In the first comprehensive government study of its kind since 1963, President Obama released Women in America this week, examining the “social and economic well-being” of women in the United States.

The New York Times synthesized that across all education levels, women are still earning just 75 percent of men’s wages in comparable positions. NBC Nightly News focused on the study’s findings that more women than men earn college degrees at both the undergraduate and graduate levels.

Supporting the White House’s concession that the study didn’t necessarily reveal new information, several stories have been published in recent years highlighting this wage gap across professions. Time magazine tackled the topic in a 1982 cover titled “How Long ‘Till Equality?” In 1999, MIT released data that showed female faculty at the science-focused university suffered not only pay disparities, but also less access to awards, resources and opportunities for professional accomplishments. In 2010, Newsweek published a feature about the $66,000 pay gap for female lawyers.
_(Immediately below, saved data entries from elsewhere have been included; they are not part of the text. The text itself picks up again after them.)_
PR #2942, opened 2022-03-29
[WDFT032022] Ivo Silva

Ivo-S-Silva:
Completed all the questions, including bonus. Left some comments on code especially on the last questions, since I had to google for support and had to adapt code I found in C ++ to work on Javascript.

### DIFF
--- a/src/functions-and-arrays.js
+++ b/src/functions-and-arrays.js
@@ -1,24 +1,86 @@
 // Iteration #1: Find the maximum
-function maxOfTwoNumbers() {}
-
+function maxOfTwoNumbers(number1, number2) {
+  if (number1 > number2) {
+    return number1;
+  } else if (number2 > number1) {
+    return number2;
+  } else if (number1 === number2) {
+    return number1;
+  }
+}
 
 
 // Iteration #2: Find longest word
 const words = ['mystery', 'brother', 'aviator', 'crocodile', 'pearl', 'orchard', 'crackpot'];
 
-function findLongestWord() {}
+function findLongestWord(arrayWords) {
+  const numOfLetters = [];
+  let indexOfMax;
+  let maxNumOfLetters;
+
+  if (arrayWords.length === 0) {
+    return null;
+  } else if (arrayWords.length === 1) {
+    return arrayWords[0];
+  } else {
+    // Created a new array with the word sizes in the same order of the original words array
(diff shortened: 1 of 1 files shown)


src/functions-and-arrays.js
```diff
@@ -1,41 +1,141 @@
...
-function maxOfTwoNumbers() {}
-
+function maxOfTwoNumbers(number1, number2) {
+  if (number1 > number2) {
+    return number1;
+  } else if (number2 > number1) {
+    return number2;
+  } else if (number1 === number2) {
+    return number1;
+  }
```
TA-Remote, line 9: Since you clearly understand your own code, some tips for you to refactor ;)

since we only check the length, below code would do the same:
```
  if (number1 >= number2) {
    return number1;
  } else if (number2 > number1) {
    return number2;
  }
```

src/functions-and-arrays.js
```diff
@@ -1,41 +1,141 @@
...
 const words = ['mystery', 'brother', 'aviator', 'crocodile', 'pearl', 'orchard', 'crackpot'];
 
-function findLongestWord() {}
+function findLongestWord(arrayWords) {
+  const numOfLetters = [];
+  let indexOfMax;
+  let maxNumOfLetters;
+
+  if (arrayWords.length === 0) {
+    return null;
```
TA-Remote, line 22: just a recommendation, it would be even easier to read your code if you check array's validity first. And only then start another if statement:

```
if (arrayWords.length === 0) return null;

if (arrayWords.length === 1) {
  // remaining logic here
}
```

If you write it like this, you very clearly separate the logic. If array s not valid i just exit the function. If valid - i carry on. Also if you noticed, if my return is only one line I do not need curly braces!

And even more advanced syntax could be this:
`if (!arrayWords.length) return null;`

Here, if `arrayWords.length = 0` it will return false (in js zero is falsy), so we negate it with explamation point to get desired result.

TA-Remote (commented):
Amazing work Ivo, Keep it up! 
I left some random notes to improve please tell me if not clear :D 

Well done on figuring out the solutions, it is every day thing to google things so great for being able to apply those. In some places code can be refactored, i advise looking at the solution we uploaded on student portal to compare alternative approaches - and more simple I have to say ;) 

Also nice one on using forEach loop ! Some advanced code here

K.

PR #2943, opened 2022-03-29
WDFTMARCH2022+Sepideh.att

Sepidehatt:


src/functions-and-arrays.js
```diff
@@ -52,14 +163,44 @@ const wordsUnique = [
   'bring'
 ];
 
-function uniquifyArray() {}
+function uniquifyArray(wordsUnique) {
+if (!wordsUnique.length) {
+   return null;
+}else {
+  UniqueArr = [];
```
TA-Remote, line 170: As mentioned before always declare variable with const or let. Also use start your variable name with lowerCase. Not an error but a convention :)

TA-Remote (commented):
Keep it up Sepid! Amazing effort on the assignment, i left some notes for you, things to improve. Your code could be a bit simplier/shorter but that comes with more practice ;)

We will upload solution on student portal, so have a look at other approaches :)

PR #2946, opened 2022-03-30
WDFT Remote Lab Function & Array March29 - Ha Thu TRAN

HaThu6989:
Hi, 

Except Bonus - Iteration #8: Product of adjacent numbers, i can't do that.
For the rest, I tried my best but i don't know why there are some functions that worked fine but when I used Testing with Jest, it didn't work.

The original study, compiled by Eleanor Roosevelt as a result of President Kennedy’s Commission On the Status of Women, reported disparaging data that eventually led to the Equal Pay Act of 1963.  One of Obama’s first actions in office was to create the Council on Women and Girls, an agency with the goal of ensuring other government agencies “take into account the needs of women and girls in the policies they draft, the programs they create, the legislation they support.”

The study was broken up into sections tackling families and income, education, employment, health, and crime and violence.

Some highlights of the study:

  • The median age for a college educated woman to marry is 30 years old.
  • Female students are more likely to experience electronic bullying than male students.
  • Women continue to outlive men, but their five-year advantage is narrowing the gap that used to exist between male and female longevity.
  • Less women than men have lost their jobs in the recent economic recession (see USA Today’s analysis of the business sector).
  • White women actually experience the largest pay gap of any racial group; Asian women earn 82 percent as Asian men, and African American and Latina women earn 94 and 90 percent of the wage of men in their same racial group, respectively.
  • Rates of women suffering from violent crimes are decreasing.
  • The cesarean rate rose from 21 percent in 1996 to 32 percent in 2008, the highest rate ever reported in the United States.

The full study (which is actually quite readable and user-friendly) can be found here: Women_in_America.

A look at sex

Another study released this week examined a more targeted aspect of women’s participation in society: sexual activity. The National Survey of Family Growth, compiled by the CDC, concluded that abstinence from sexual activity in both women and men aged 15 to 24 has increased by almost 7 percent from the last survey in 2002. However, in the 25-to-44 age group,  98 percent of females and 97 percent of males report having had vaginal intercourse, with about 90 percent having oral sex as well.

Other data noted a significant decrease in teenage pregnancy rates (almost 40 percent), which some have attributed to both increased condom use and delayed sexual activity. The survey also revealed women are more likely to have a same-sex encounter and less likely to have more than 15 sexual partners in their lifetime (male or female).

This is the Gender Report’s Week in Review, a weekly post that highlights some of the major stories related to gender issues this week. Some of these stories may have already appeared in our News Feed or in the week’s Gender Checks. We’ll at times include a longer analysis of stories as well as bring attention to stories that may have slipped through the cracks of the week’s news cycle.